Laplace Benchmark
The core of the Laplace test code is a simple two-dimensional central
differencing scheme. Laplace was developed as a vehicle for motivating
an introductory MPI course and as such, little attention was paid to
performance-related issues.
A rectangular grid is defined at run time by the user. A single layer
of ghost cells surrounds each subdomain. Boundary conditions are set
on the ghost region surrounding the global domain. Boundary values on
the global domain are never updated (read only).
The problem solved by the Laplace benchmark is trivial. The solution is
a plane located at z=1. Boundary variables are set to 1. Interior ghost
cells and the subdomains themselves are initialized to 0. This allowed
a simple estimated error norm to be computed without additional storage
requirements. The feature was added for validation purposes.
Laplace consists of a few hundred lines of Fortran code. The differencing
pattern is a 4-point star. As such, the number of iterations required to
propagate boundary values into the center-of-gravity of the domain is a
function of the mesh dimension along the axis that features the fewest
node points.
The original benchmark code used an explicit scheme. In version 4, the
computational kernel was revised. A Gauss-Seidel variant of the central
differencing scheme was employed for two reasons. It accelerates the
propagation of boundary conditions and requires the absolute minimum
storage requirement.
All floating point data is explicitly declared as REAL*8. Integer sizes
were not specified. It was not necessary as no integers are communicated.

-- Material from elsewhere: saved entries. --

PR #2039, opened 2016-11-11
Rework the project / workflow eager load experiments

camallen:
Actually test the serialized response objects using eager / preloading. Move from the scope_for to the serializer and add experimental testing in them.

Project eager loading queries were stupidly big on my dev machine ~500ms per serialized page so i've dropped these and will try the owner / roles preload (not much difference on dev). Workflows shows as speed up though with a warm cache so this could be good. 

Also added a migration to ensure the workflow / workflow_contents have their version number cached on the model to avoid these lookups on the fly. 

# Review checklist


db/structure.sql
```diff
@@ -2218,13 +2218,27 @@ CREATE INDEX index_collections_display_name_trgrm ON collections USING gin ((COA
 
 
 --
+-- Name: index_collections_on_activated_state; Type: INDEX; Schema: public; Owner: -; Tablespace: 
+--
+
+CREATE INDEX index_collections_on_activated_state ON collections USING btree (activated_state);
```
camallen: I've borked these...got a fix coming in

PR #2057, opened 2016-11-23
Use custom logger object for logging, forego Rails integration for now

marten:
Removes the Rails part of SemanticLogger. Sets up a completely separate logger that will log to Graylog only. Add module that you can include if you want to get access to the logger.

Default compiler settings were used (32 bits for all test platforms).
Working from the Tru64/PBS version, we created AIX/LoadLeveler, Linux/IA-32,
and Linux/IA-64 ports. A timer library based on the gettimeofday() and the
getrusage() functions was also moved to each platform to support internal
measurements including the floating point rate of the computational kernel
and the transfer rate for the communications steps.
NCSA Benchmarks
Dimensioning criteria and iteration counts for the Laplace code are specified
at run time. For the NCSA tests, an effort was made to fill at least 80% of
the memory of the smallest single node to be tested (IA-32 at ~1.25 GB available).
This case was dubbed Small, while Medium and large cases were defined by doubling
and quadrupling this amount across 2 and 4 nodes respectively. In other words,
the Medium and Large cases were sized to fill 80% of multiple IA-32 node memories.
Iteration counts were varied by platform to cause each version of the code to
complete a "Small" simulation in approximately 1 hour.
The row count was fixed across all cases at 8000. Other run-time parameters that
were used are as follows.
Number of columns:
Processors 1 2 4 8 16 21 32 41 64 128
--------------------------------------------------------------------
Small 8000 4000 2000 1000 500 381 250 195 125 63
Medium - 8000 4000 2000 1000 762 500 390 250 125
Large - - 8000 4000 2000 1524 1000 780 500 250
Notes
-----
Cases involving 21 processors were only tested on Copper.
The extent of Copper testing was limited to 32 processors (node size).
Cases involving 41 processors were used to test the Linux clusters.
Column counts are per-process.
Number of Iterations (fixed across all process counts):
--------------------
p690 Copper AIX LoadLeveler 2500
IA-32 Platinum Linux PBS 500
IA-64 Titan Linux PBS 2000
All Copper tests were performed on a dedicated node. All Linux cluster tests were
performed with the process-per-node count set to 1. See the original Word document
for additional software and hardware details.
Tables and Charts
o Parameters and Tables (Word)
o Charts (Excel)
Analysis of Results
The Laplace code can be configured to test numerous machine characteristics. The
configuration used for the NCSA Benchmarks might be considered 'typical.'
By reducing the column count and increasing the row count, timings can be skewed
towards measurement of message passing rates. Conversely, increasing the column
count and reducing the row count will skew measurements towards measurement of
floating point performance.
Since the problem size was fixed for these experiments, the per-process column
count is decreasing. This creates the potential for increases in performance due
to caching effects. It also means that network timings will likely increase.
The communications pattern amounts to simple shifts on the subdomain ghost cells.
Since the row count was held fixed, the message size also remains fixed. It is
small though at 8,000 x 8 bytes = 64 Kbytes. For a sustainable bandwidth in
the neighborhood of 100 MBytes/s, transmission times will be very small and so
latency is expected to dominate communications timings.
Floating point performance rates were measured externally with hpmcount on Copper
and with the psrun utility on Platinum and Titan. Internal timers report elapsed
time and usage. Corresponding rates are computed for the computational and
communications parts of the code.
Since Laplace is a streaming memory code, we expect floating point rates and
efficiencies to be consistent with the STREAMS benchmark.